3. Les sections invariantes. Probablement le point sur lequel on a vu débiter le plus de stupidités à la minute, compte tenu du fait que les intégristes de la FSF défendent bec et ongles cette facilité qui leur est faite de propager leurs textes politiques. Bien qu'en option, les sections invariantes sont utilisées dans tous les manuels GNU, et sont censées être sans rapport avec le propos affiché du manuel, et elles contiennent en général la propagande de la FSF. Déjà, ça impose des restrictions sur le propos du manuel, vu que s'il change, les sections invariantes peuvent devenir à propos, adieu la DFSG 6. Et puis n'escomptez pas faire autre chose qu'un manuel, d'ailleurs. Vous voulez une reference card de 2 pages ? Il faut reproduire les 20 pages de sections invariantes. Inclure quelques sections de 3 manuels GNU dans un bouquin ? Bin on cumule les sections invariantes des 3. Traduire le manuel ? Que pouic. La DFSG 6 s'est suicidée depuis longtemps. Et puis aussi la DFSG 3, vu qu'il est impossible de les modifier, même pour corriger l'orthographe.
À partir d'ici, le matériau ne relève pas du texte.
PR #7997, opened 2020-03-03
feat(core/managed): add history modal button to status popovers, revise language

erikmunson:
**Depends on #7987 and #7988**

Now that we have a way of viewing historical resource events in the UI, it makes sense to offer a quick way to jump into that view when learning about a resource's current status in the infrastructure view. This PR adds a "History" button to all status popovers that looks like this:

Screen Shot 2020-03-03 at 8 25 43 AM

In addition, I've tweaked the language on a few of the statuses to offer guidance around when it makes sense to check the History (e.g. `DIFF`, `ACTUATING`, `ERROR`, etc.).

As a bonus, I fixed the deep-linking to the docs which broke when they moved from Reference to Guides. I'll be opening up a separate PR to modify the spinnaker.io doc page with updated screenshots for each status as well.

(cc @gcomstock)

### DIFF
--- a/app/scripts/modules/core/src/managed/ManagedResourceStatusIndicator.tsx
+++ b/app/scripts/modules/core/src/managed/ManagedResourceStatusIndicator.tsx
@@ -28,11 +28,8 @@ const viewConfigurationByStatus: { [status in ManagedResourceStatus]: IViewConfi
           <b>Action is being taken to resolve a drift from the declarative configuration.</b>
         </p>
         <p>
-          Check the{' '}
-          <UISref to="home.applications.application.tasks">
-            <a>tasks view</a>
-          </UISref>{' '}
-          to see work that's in progress. <LearnMoreLink resourceSummary={resourceSummary} />
+          Check this resource's History to see details and track the work currently in progress.{' '}
+          <LearnMoreLink resourceSummary={resourceSummary} />
         </p>
       </>
     ),
@@ -62,8 +59,8 @@ const viewConfigurationByStatus: { [status in ManagedResourceStatus]: IViewConfi
           <b>A drift from the declarative configuration was detected.</b>
         </p>
         <p>
-          Spinnaker will automatically take action to bring this resource back to its desired state.{' '}
-          <LearnMoreLink resourceSummary={resourceSummary} />
+          Spinnaker will automatically take action to bring this resource back to its desired state. Check the History
+          to see details and track progress. <LearnMoreLink resourceSummary={resourceSummary} />
         </p>
       </>
     ),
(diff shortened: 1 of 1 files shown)


gcomstock:
Awesome idea! Thanks Erik.

app/scripts/modules/core/src/managed/ManagedResourceStatusIndicator.tsx
```diff
@@ -27,11 +28,8 @@ const viewConfigurationByStatus: { [status in ManagedResourceStatus]: IViewConfi
           <b>Action is being taken to resolve a drift from the declarative configuration.</b>
         </p>
         <p>
-          Check the{' '}
-          <UISref to="home.applications.application.tasks">
-            <a>tasks view</a>
-          </UISref>{' '}
-          to see work that's in progress. <LearnMoreLink resourceSummary={resourceSummary} />
+          Check this resource's History to see details and track the work currently in progress.{' '}
```
luispollo: Newbie question: is the `{' '}` the "right" way of forcing a space character?

app/scripts/modules/core/src/managed/ManagedResourceStatusIndicator.tsx
```diff
@@ -27,11 +28,8 @@ const viewConfigurationByStatus: { [status in ManagedResourceStatus]: IViewConfi
...
+          <LearnMoreLink resourceSummary={resourceSummary} />
```
luispollo: Love a good self-explanatory name for a component. ❤️

app/scripts/modules/core/src/managed/ManagedResourceStatusIndicator.tsx
```diff
@@ -180,45 +179,61 @@ const LearnMoreLink = ({ resourceSummary }: { resourceSummary: IManagedResourceS
...
+          <button
+            className="passive flex-none"
+            onClick={() => toggleResourcePause(resourceSummary, application, hidePopover)}
+          >
+            <i className="fa fa-play" /> Resume management of this resource
+          </button>
+        )}
+        {application.isManagementPaused && (
+          <UISref to="home.applications.application.config" params={{ section: 'managed-resources' }}>
+            <a>Resume application management</a>
```
luispollo: Since this is displayed in the context of a specific resource, shouldn't there be a warning here that this will affect all resources under the application?

app/scripts/modules/core/src/managed/ManagedResourceStatusIndicator.tsx
erikmunson: yep! it's a sort of weird pattern, but this is how you make sure you end up with a space between the end of a text block and the next JSX element _if the point where they meet is broken across a line break_. If it's all on one line a normal space is enough (e.g. `this is some text <MyComponent />`. If you write a single-line thing like my example and then run it through Prettier, it will automatically add that syntax if it decides to break your JSX component onto the next line (that's what happened here).

app/scripts/modules/core/src/managed/ManagedResourceStatusIndicator.tsx
erikmunson: this is actually a link to the app config page, where you get deep-linked into the "Managed Resources" section with set of copy/explanation about resuming the application — making that relationship/impact super clear is actually why Chris Berry originally added this as a link, instead of having it do the pause in a modal like with resource pausing.

erikmunson:
Related PR for updated documentation + screenshots: https://github.com/spinnaker/spinnaker.github.io/pull/1732

erikmunson:
@Mergify rebase

PR #8010, opened 2020-03-05
fix(core): Order executions by startTime not endTime

alanmquach:
While there could be an argument to be made that it's nice to see more recently running things, overall sorting by anything other than `startTime` is mostly unexpected and confusing to the user.

Because the executions endpoint returns a limited number of things ordered by `startTime` not `endTime`, ordering by`endTime` is only more confusing because requesting newer items could get sandwiched between existing items, which is just plain weird.


erikmunson:
okwiththis

PR #8011, opened 2020-03-06
Preconfigured job: use react keys and extract preconfiguredjob reader

christopherthielen:
feat(core/pipeline): Create a preconfiguredJob.reader
fix(core/pipeline): use react keys in preconfigured job config component loop


app/scripts/modules/core/src/pipeline/config/stages/preconfiguredJob/preconfiguredJob.reader.ts
```diff
@@ -0,0 +1,30 @@
...
+  waitForCompletion?: boolean;
+  parameters?: IPreconfiguredJobParameter[];
+  producesArtifacts: boolean;
+}
+
+export const PreconfiguredJobReader = {
+  list(): IPromise<IPreconfiguredJob[]> {
+    return API.one('jobs')
+      .all('preconfigured')
+      .useCache()
```
erikmunson: nice.

PR #8013, opened 2020-03-09
fix(core): Fixing AccountSelectInput sync issue

alanmquach:
I believe what happened here is that the event got removed from the pool but `event.target` is pointing to the DOM node whose value still got reset by the rerender, therefore reading `event.target.value` asynchronously still gave us the reset value.

I think we're stuck with just capturing the new value instead?


danielpeach:
@Mergifyio backport release-1.19.x

PR #8016, opened 2020-03-09
feat(amazon/sharding): Enable server group sharding in deck

vigneshm:
### What is the sharding feature?

Spinnaker currently provides a way to create clusters via `stack` and `details` fields. The sharding feature allows us to potentially create more dimensions for clusters.

### How is it implemented?

This feature re-uses the `freeformDetails` field and introduces a new format to specify the sharding identifiers. The format is `x1shard1-x2shard2-other`. In this example `shard1` and `shard2` are the new shard identifiers and `other` will continue to be used as how `details` was used earlier. At the moment we are limiting the additional number of shards to 2. However this could be easily changed in future to include additional ones. This format is completely hidden away from the user as deck will show two new shard fields in pipeline configuration flow and server group clone flow.

The PR is split into 2 commits and it would be easier to review them separately. The first commit includes a new utils module that helps for parsing and forming the `freeformDetails` string. The second commit includes new form fields that accept shard identifiers.

### DIFF
--- a/app/scripts/modules/amazon/src/serverGroup/configure/ServerGroupShardingUtils.ts
+++ b/app/scripts/modules/amazon/src/serverGroup/configure/ServerGroupShardingUtils.ts
@@ -1,0 +1,110 @@
+import { chain, isEmpty, partition, sortBy, times, toPairs } from 'lodash';
+
+export interface ParsedShards {
+  shards: { [shardIndex: string]: string };
+  other: string;
+}
+
+function createEmpty(dimensions: number, other = ''): ParsedShards {
+  const result: ParsedShards = { shards: {}, other };
+  times(dimensions).forEach(index => (result.shards[`x${index + 1}`] = ''));
+
+  return result;
+}
+
+/**
+ * Given a free form details string, this function parses, validates and returns the shards along with remaining
+ * detail string. This function also accepts a `dimension` param that restricts the number of accepted shard
+ * identifiers.
+ *
+ * freeFormDetails = 'x1Shard1-x2Shard2-x3Shard3-Other', dimensions = 3
+ * Returns: {shards: {x1: 'Shard1', x2: 'Shard2', x3: 'Shard3'}, other: 'Other'}
+ *
+ * freeFormDetails = 'x2Shard2-x1Shard1-x3Shard3-Other', dimensions = 2
+ * Returns: {shards: {x1: 'Shard1', x2: 'Shard2'}, other: 'x3Shard3-Other'}
+ */
+export function parse(freeFormDetails: string, dimensions = 2): ParsedShards {
+  // Valid shard strings must begin with x\d or -x\d.
+  if (!freeFormDetails.match(/^-?x\d/)) {
+    return createEmpty(dimensions, freeFormDetails);
+  }
+
+  // Prepend with a '-' and split it so that potentialShards look like the following
+  // [ "" or "-", "1", "Shard1", "2", "Shard2", "3", "Shard3-Other"].
+  const potentialShards = `-${freeFormDetails}`.split(/-x(\d)/);
+
+  // Remove the empty first entry.
+  potentialShards.shift();
+
+  let shards: Array<[number, string]> = [];
+  let other = '';
+  let i = 0;
+
+  // By the end of this loop, we're trying to group the pairs of shard index and shard identifier so that `shards`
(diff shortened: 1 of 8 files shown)


vigneshm:
Unable to add reviewers here for some reason, so explicitly tagging @alanmquach @christopherthielen @erikmunson @caseyhebebrand .

cc @cfieber

cfieber:
FWIW the server side implementation on this is an internal only extension at the moment

app/scripts/modules/amazon/src/serverGroup/configure/ServerGroupShardingUtils.ts
```diff
@@ -0,0 +1,110 @@
...
+ * detail string. This function also accepts a `dimension` param that restricts the number of accepted shard
+ * identifiers.
+ *
+ * freeFormDetails = 'x1Shard1-x2Shard2-x3Shard3-Other', dimensions = 3
+ * Returns: {shards: {x1: 'Shard1', x2: 'Shard2', x3: 'Shard3'}, other: 'Other'}
+ *
+ * freeFormDetails = 'x2Shard2-x1Shard1-x3Shard3-Other', dimensions = 2
+ * Returns: {shards: {x1: 'Shard1', x2: 'Shard2'}, other: 'x3Shard3-Other'}
+ */
+export function parse(freeFormDetails: string, dimensions = 2): ParsedShards {
```
caseyhebebrand: A bit of a nit-pick, but naming this `parseShard` or `getParsedShard` would be helpful since this is specific to shard rules and parsing could also happen to JSON objects, other strings, etc.

app/scripts/modules/amazon/src/serverGroup/configure/wizard/pages/fields/ServerGroupDetailsField.tsx
```diff
@@ -0,0 +1,229 @@
...
+ * When the user is editing the value of this field, it is possible to introduce incorrect values such as hyphens,
+ * spaces, dots etc. These incorrect values will get combined to form the consolidated value for `freeformDetails`
+ * field. This consolidated value will be parsed again when `ServerGroupDetailsField` is re-rendered, but the parsing
+ * will fail this time since the consolidated value does not conform to the expected format. This will result in a
+ * state where the error cannot be shown to the user and won't be provided a way to fix it.
+ *
+ * Keeping a local error state allows us to bail out from informing the parent about the change and provide the user
+ * a way to fix the error.
+ */
+function useLocalError(
```
caseyhebebrand: This hook would be valuable as a reusable hook. If you move it to the `hooks` folder in `core/presentation` other fields with this same subtlety can utilize this hook.

app/scripts/modules/amazon/src/serverGroup/configure/wizard/pages/fields/ServerGroupDetailsField.tsx
```diff
@@ -0,0 +1,229 @@
...
+    </>
+  );
+}
+
+export interface OtherDetailsFieldProps {
+  value: string;
+  onChange: (value: string) => void;
+  onError: (error: string) => void;
+}
+function OtherDetailsField({ value, onChange, onError }: OtherDetailsFieldProps) {
```
caseyhebebrand: The `ShardField` and the `OtherDetailsField` have the same behavior and similar return values. We could make this more reusable by extracting both components to a generic `InputWithLocalError` that accepts the validator function, label, and help text as props (in addition to the existing props).

app/scripts/modules/amazon/src/serverGroup/configure/wizard/pages/fields/ServerGroupDetailsField.tsx
vigneshm: Thanks, I wasn't sure of the usefulness of this hook outside of this use case and was hesitant to move it out of the file. But if you feel this is useful, I will definitely move it out after making a few changes to make it a bit generic.

app/scripts/modules/amazon/src/serverGroup/configure/ServerGroupShardingUtils.ts
christopherthielen: agreed, especially since we tend to re-export all symbols up to the top level.  I'm starting to reconsider this practice because it makes for a very crowded namespace, and potential for collisions.

vigneshm:
Closing this one. We'll be experimenting with this feature for a while internally to find rough edges and push it to OSS later.

PR #8020, opened 2020-03-10
feat(md): Types and new data source for environments

alanmquach:
Depends on https://github.com/spinnaker/keel/pull/848

The types are probably the most interesting thing in this PR. There's a fair amount of duplication in different views of an entity, for example:

 * `environments` vs `artifact.version.environments`
    * `environments`: a light summary of all resources and all artifacts related to those resources
    * `artifact.version.environments`: a view of each environment as it relates to the artifact's specific version (i.e. time that version was deployed in that specific environment)
* `artifacts` vs `environment.artifacts` vs `resource.artifact`
    * `artifacts`: summary of all artifacts and all versions also including a join between a specific version and it's environment
    * `environment.artifacts`: a view of each artifact that is in a given environment (i.e. approved, vetoed)
    * `resource.artifact`: (not yet present) a view of a specific artifact as it relates to the resource (i.e. deploying, pending)

The shapes or mostly different, so I'm not sure if it's even useful to have common attributes between the types. I also don't know if there's a sane way to name them.

`optional` and `optIn` mean this datasource is only enabled if explicitly enabled.

`hidden` means this (for now) is not yet exposed in the application config UI.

Ah, mais je vois d'ici Kilobug arriver avec ses grands sabots et sa dévotion pour RMS, pour nous expliquer que la GPL aussi a une section invariante : la licence elle-même. C'est bien entendu archi-faux : la GPL est le copyright du logiciel, et il faut que le copyright soit invariant. Rien n'impose pour autant la moindre invariance dans le code du logiciel, et la GPL ne s'affiche pas au démarrage. Si on considère une documentation sous GPL (que je ne saurais trop vous conseiller d'utiliser pour la documentation d'un logiciel GPL), la GPL n'est pas incluse au texte de la documentation, elle doit juste y être jointe. Bref, il n'y a pas la moindre restriction sur ce que je peux modifier dans un logiciel ou une documentation GPL. C'est le principe du logiciel libre.
On peut ajouter à ça que grâce aux sections invariantes, la GFDL n'est pas un vrai copyleft. Je peux faire une version modifiée d'un document GFDL, en incluant une section invariante que personne n'aura le droit de modifier sur un sujet suffisamment pourri pour que personne n'ait envie de la distribuer. Autant utiliser la licence BSD, c'est moins hypocrite.